Home
VMWare Vsphere: How to Troubleshoot

VMWare Vsphere: How to Troubleshoot

July 19, 2019

By Amir BENYEKKOU – Systems Engineer, Virtual Infrastructure at Squad

This second article addresses issues related to a VMware vSphere environment where over-allocation of resources can lead to performance degradation of virtualized workloads. Only troubleshooting related to ESXi hypervisors will be covered. Performance issues related to the configuration of VMware vSphere cluster and HA features will not be addressed here.

For each CPU, memory, network, and storage component, there are specific counters that can be monitored to reveal any lack of optimization in the virtualized infrastructure. These counters can be monitored using the graphical client built into the web console for a capacity management approach, or via the command line for a troubleshooting-oriented approach.

To get the best performance from an environment, two practices must be followed:

Understanding application requirements and workload characteristics
Optimize VM configuration to provide the best environment for workloads.

Troubleshooting Diagram

The following diagram shows the basic troubleshooting process for an ESXi host. The checklist covers most performance issues on an ESXi:

Direct problems: problems that have a direct effect and must be corrected.
Common problems: conditions that have a direct effect on performance most of the time
Possible problems: conditions that may be indicators but may also reflect normal operating conditions.

All of these issues can be identified using the VMware vSphere monitoring client or with the esxtop command-line utility on vCenter or ESXi hosts.

Network Performance Troubleshooting

The esxtop tool and other tools can be used to view the network status at a given moment on both the ESXi host's vSwitches and the virtual machines' virtual network cards.

The indicators to be displayed can be configured. The two most significant indicators are ignored packets during transmission/reception (%DRPTX & %DRPRX).

If the packet drop rate on reception is > 0:

The cause may be intensive CPU usage within the VM. In this case, you must either increase the CPU resources allocated to the VM or improve the VM's CPU resource usage efficiency.
Or an incorrect configuration of the VM's network drivers, requiring improved network stack support or network load balancing.

If the packet drop rate during transmission is > 0:

Traffic from virtual machines connected to the same vSwitch exceeds the physical capacity of the uplink cards or the underlying physical network infrastructure.
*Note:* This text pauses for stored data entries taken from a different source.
PR #5300, opened 2019-03-13
Bug 1525719: remove eyeball and gear menus, move languages and edit to header

davidflanagan:
This removes server-side user-dependent code from the jinja template
for our /ducks/ URL and simplifies the UX the user sees by removing
controls from wiki page titles and moving some of them to the main
header. The subscribe and advanced menus are removed. The language
menu and the edit button are moved to the header. The edit link is
only visible when the user is logged in. Then language menu is not
yet implemented (because it will need a document API to work with
client-side navigation).

Additionally, this patch also consolidates all of the SVG icon files
in a new icons/ directory instead of having them in the same directory
as the .jsx files.


davidflanagan:
Sorry about the big snapshot file changes; I think you can ignore those.

In addition to moving a couple of .svg images, I also moved the Row, Spring and Strut components out of header.jsx into a layout.jsx file of their own so that they can be shared.

davidflanagan:
Here's what the page header looks like with these changes:

Screen Shot 2019-03-12 at 5 39 49 PM

davidflanagan:
Thanks for the quick review, Ryan. The typo will go away in the next PR when I start using the document API, so I'm just going to merge this in its current state.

In this case, you must add uplinks to the vSwitch, balance the network load of the virtual machines by moving them to other vSwitches, improve the capacity of the physical network, or reduce network traffic.

The information collected should also be checked against that of the underlying physical network.
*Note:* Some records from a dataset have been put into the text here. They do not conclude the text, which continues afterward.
PR #5301, opened 2019-03-14
Bug 1525719: Add a document API at /api/v1/doc/<locale>/<slug>.

davidflanagan:
This PR implements a simple read-only API for querying document
content and metadata as JSON. The intent is to use this API to
enable client-side navigation for MDN documents.

### DIFF
--- a/kuma/urls.py
+++ b/kuma/urls.py
@@ -138,7 +138,10 @@ else:
 
 urlpatterns += [
     # User API service
-    url('api/v1/', include('kuma.users.api.v1.urls')),
+    url('^api/v1/', include('kuma.users.api.v1.urls')),
+
+    # Document API service
+    url('^api/v1/', include('kuma.wiki.api.v1.urls')),
 
     # Services and sundry.
     url('', include('kuma.version.urls')),
--- a/kuma/wiki/api/v1/urls.py
+++ b/kuma/wiki/api/v1/urls.py
@@ -1,0 +1,10 @@
+from django.conf.urls import url
+
+from . import views
+
+
+urlpatterns = [
+    url(r'^doc/(?P<locale>[^/]+)/(?P<slug>.*)$',
+        views.doc,
+        name='wiki.api.doc'),
+]
--- a/kuma/landing/views.py
+++ b/kuma/landing/views.py
@@ -56,6 +56,7 @@ User-agent: *
 Sitemap: https://developer.mozilla.org/sitemap.xml
 
 Disallow: /admin/
+Disallow: /api/
 Disallow: /*/dashboards/*
 Disallow: /*docs/feeds
 Disallow: /*docs/templates
--- a/kuma/wiki/api/v1/views.py
+++ b/kuma/wiki/api/v1/views.py
@@ -1,0 +1,48 @@
+from django.http import JsonResponse
+from django.shortcuts import get_object_or_404
+from django.views.decorators.cache import never_cache
+from django.views.decorators.http import require_GET
+
+from kuma.wiki.models import Document
+
+
+@never_cache
+@require_GET
+def doc(request, locale, slug):
+    """
+    Return a JSON object that includes document content and metadata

If the data transfer rate increases very quickly (MBTX/s or MBRX/s):
Network resources are in contention because several features share the same physical link (vMotion or Fault Tolerance, for example). In this case, set up sharing, reservations, and limits with Network IO Control to distribute traffic among the different types of network flows.

Troubleshooting Storage Performance

Several indicators will need to be taken into account with esxtop, and these indicators will need to be compared on three levels: physical storage adapter (HBA card), physical storage device (LUN), and virtual machine virtual disk.

The key indicators to be analyzed will be:

The throughput of the disks
Kernel and device latency
Number of failed, active, and queued disk commands.

View of virtual disks of virtual machines

The sum of Reads/s and Writes/s is equal to IOPS and allows you to check whether IOPS are at the limit of the underlying storage.

On the HBA card view:

The DAVG/cmd and KAVG/cmd indicators represent the average latency in milliseconds for the device and VMKernel, respectively.

The first indicator corresponds to the average time taken by a physical device to complete a SCSI command. This metric defines the time taken by the physical device from the HBA card to the underlying storage system.

The second corresponds to the average time taken by the VMKernel to process a SCSI command. This metric measures the time between the VM's OS and its virtual device.

If the first indicator is > 20, then the LUN is slow or overloaded; if it is between 10 and 20, this may represent a potential performance issue.

If the second indicator is > 2 ms, then the VMs are attempting to send more throughput than the underlying storage can handle.

The total latency of a VM is the sum of device latency (DAVG) and VMkernel latency (KAVG). If the indicator is > 10, there may be a problem, and if it is > 20, there is a performance issue.

On the LUN view:

The number of active and queued commands (ACTV & QUED) on the LUNs can highlight potential LUN contention. If the number of active commands reaches the maximum queue depth (DQLEN), the commands will be placed in a queue, resulting in increased latency.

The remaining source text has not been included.